We Don’t Have To Go Anywhere

I somehow almost went a month without posting. It’s impressive on one hand and it’s depressing on another. One of the huge reasons is that I’m just not listening to new music with the kind of frequency or appetite that I was a year ago or three years ago. It leads to scenarios like these where I spend a paragraph trying to justify, if only to myself, how I let a month go by without any posts.

To rectify the situation, I’ll share one of the songs that I’ve spent a decent chunk of time listening to recently–it’s not a new song and it’s a country song so you’ve been warned. It’s Randy Rogers Band’s Interstate.

I think listening to it is my natural response to country radio.

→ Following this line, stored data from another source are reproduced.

PR #4503, opened 2026-07-16
skip malformed enode entry

advaita-saha:


tests/networking/test_bootnodes.nim
```diff
@@ -34,3 +34,29 @@ suite "Bootnodes":
...
+    ]
+    var boot: BootstrapNodes
+    let res = parseBootstrapNodes(bn, boot)
+    # The bad entry is still reported...
+    check res.isErr
+    check "incorrect TCP port" in res.error
+    # ...but the four valid nodes are accepted instead of being dropped.
+    check boot.enodes.len == 4
+
+  test "a fully valid list still succeeds":
```
tersec: As a phrasing note, perhaps drop `still` here; it reads fine as part of a narrative progression within this test module, but less so in Nimbus test output

advaita-saha: https://github.com/status-im/nimbus-eth1/pull/4503/commits/87eb9bc8f560dd38d3b2080d2b2c013216f7b729

execution_chain/networking/bootnodes.nim
```diff
@@ -153,16 +153,29 @@ proc loadBootstrapNodes*(fileName: string, boot: var BootstrapNodes): Result[voi
   let text = io2.readAllChars(fileName).valueOr:
     return err($error)
 
+  var errors: seq[string]
```
tersec: It seems like this part of `loadBootstrapNodes` is basically `parseBootstrapNodes`? It's suboptimal to have to repeat the error handling in both places, and means any updates to it have to be done in both, or else the error-handling policies diverge. Probably preferable to refactor so `loadBootstrapNodes` does the load and the `splitLines` then calls a common/shared helper.

advaita-saha: https://github.com/status-im/nimbus-eth1/pull/4503/commits/8081d64d23eb2bc83aea3f7555a95b72a6aba64d

tersec (approved):

kdeme (approved):

PR #4512, opened 2026-07-17
async block builder implementation

advaita-saha:


tersec:
Most ELs seem to have a continuous-payload-improvement loop as well -- send a `PayloadAttributes` fcU, then keep sending `getPayload` and it improves gradually. This PR is a good initial improvement, so the concept is worthwhile on its own, and not waiting for such an ongoing loop, but worth considering if it's worthwhile. If nothing else, transactions keep coming into the pool as time passes, so even the same algorithm can improve over time.

(Also, merge conflict in `engine_api.nim`.)

advaita-saha:
> continuous-payload-improvement 

Yeah good idea, but out of scope of this PR. Can do a followup PR
One caveat would be, engineAPI based tests currently can assume fcU → one deterministic block. With a rebuild loop, the block you get depends on when you asked. Tests would need a way to pin/freeze the loop.

advaita-saha:
Noticed an increase of proposal misses in hoodi with this branch

tersec:
Any idea why?

PR #4521, opened 2026-07-19
Use BoringSSL P-256 for the P256VERIFY precompile

bhartnett:
Performance testing results using benchmarkoor running the p256verify tests:

**Before**
Screenshot_2026-07-20_10-45-59

**After**
Screenshot_2026-07-20_10-59-27


tersec:
Benchmarks?

bhartnett:
> Benchmarks?

See above. Looks like a 4-5x speedup.

PR #4522, opened 2026-07-20
Use BoringSSL for the modexp precompile

bhartnett:
Performance testing results using benchmarkoor running the modexp tests:

**Before (libtommath 64bit)**
623584940-53c1c728-cdfe-4242-9e32-82a7326d3cc1

**After**
Screenshot_2026-07-20_20-08-07

### DIFF
--- a/.gitmodules
+++ b/.gitmodules
@@ -201,11 +201,6 @@
 	url = https://github.com/vacp2p/nim-intops.git
 	ignore = untracked
 	branch = master
-[submodule "vendor/libtommath"]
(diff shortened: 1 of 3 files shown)


advaita-saha:
Faster than #4519 ?

bhartnett:
> Faster than #4519 ?

Yes looks like around twice as fast as the previous version even after the last improvement (at least on linux).

jangko:
please remove libtommath submodule

jangko (approved):

PR #4530, opened 2026-07-21
proxy: EIP-2935 anchor jump

chirag-parmar:


nimbus_verified_proxy/engine/types.nim
```diff
@@ -277,6 +278,10 @@ type
     filter*: FilterOptions
     blockMarker*: Opt[Quantity]
 
+  EngineState* = object
+    archive*: bool
+    privateTx*: bool
```
tersec: Seems to be only written to but not read from

nimbus_verified_proxy/library/verifproxy.nim
```diff
@@ -136,6 +147,7 @@ proc load(T: type VerifiedProxyConf, configJson: string): T {.raises: [ProxyErro
       of "Auto": StdoutLogKind.Auto
       else: StdoutLogKind.None
     maxBlockWalk = jsonNode.getOrDefault("maxBlockWalk").getBiggestInt(1000)
+    maxWindowJumps = jsonNode.getOrDefault("maxWindowJumps").getBiggestInt(128)
```
tersec: CLI uses 500 and this uses 128 -- deliberately different or?

chirag-parmar: not deliberate. missed during copy paste.

chirag-parmar: https://github.com/status-im/nimbus-eth1/pull/4530/commits/f063f10f4c7facaa3ecd40425b564d272a1c897d

nimbus_verified_proxy/engine/types.nim
chirag-parmar: meant for consistency and future upgrades. But I agree it is redundant for the current functioning of the verified proxy. Should I remove it? (kept it in there because it is the only other thing the engine is blind about in the running context)

tersec: Yeah, preferably. Easier to add these kinds of things later than remove them, in API terms

tersec: https://github.com/status-im/nimbus-eth1/pull/4530/commits/28ceb7de8bd339f86f3d851c3f45a1e498b8a72e

PR #4531, opened 2026-07-21
Fix aristo_compute compilation with --threads:off

kdeme:
Gate references to the threads-only `lock`/`taskpool` fields behind threads compile flag so the module compiles when threads are disabled.


bhartnett:
@kdeme I've pushed an update to this so that more of the code is disabled when threads are off.

bhartnett (approved):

I believe fairly strongly that you shouldn’t denigrate something that others find joy in (and that’s one of the many reasons I think most music critics are sort of a joke), but I just don’t know how you can listen to Rascal Flatts or Hunter Hayes and say that their music is country. It’s pop with some country sensibilities and targeted at a country audience. I guess living in a city leads to more urban cowboy sort of programming (and I can attest that some stations outside the immediate Denver area are better), but it leaves something lacking for me when almost every male singer (thank god for George Strait) that is getting played is wearing pearl shirts, bedazzled jeans, and more hair product sans hat than almost every women I know and almost every female artist short of Kasey Musgraves is trying to be more like Whitney Houston than Dolly Parton. There’s nothing wrong with it except when the whole ecosystem has evolved to make Kasey Musgraves or Randy Rogers the exception. Nashville has gotten too caught up in its own reflection and I’m really afraid that they don’t realize it.

When I want to listen to country, I can surely tell you, I’m not seeking out Hunter Hayes. So I sit here and listen to Randy Rogers Band and lament.

Burn Your Fire For No Witness

I am just sitting here in a room letting Angel Olsen’s White Fire float around me like cigar smoke in a broken man’s bar. It’s easy to throw out words like haunting and stunning when you sit and listen to it, but I’m more intrigued by the mystical element to it.

It reminds me of the eyes of this girl–often times we say that we can see into someone’s soul by looking into their eyes and honestly I believe it–but for this girl, I could not see in. It was a mystery that I would find myself staring into and then apologizing when I held eye contact for a beat too long. That’s the vibe I get from this song.

Angel Olsen seems to have mastered a mystical quality in her music. She’s going to be in Denver in this month and she will surely entrance her crowd. For those that won’t see her (in Denver or elsewhere), get her album, Burn Your Fire For No Witness, when you get the chance. It’s worth it.

Do I Wanna Know

There’s this tune I found that makes me think of you somehow and I play it on repeat.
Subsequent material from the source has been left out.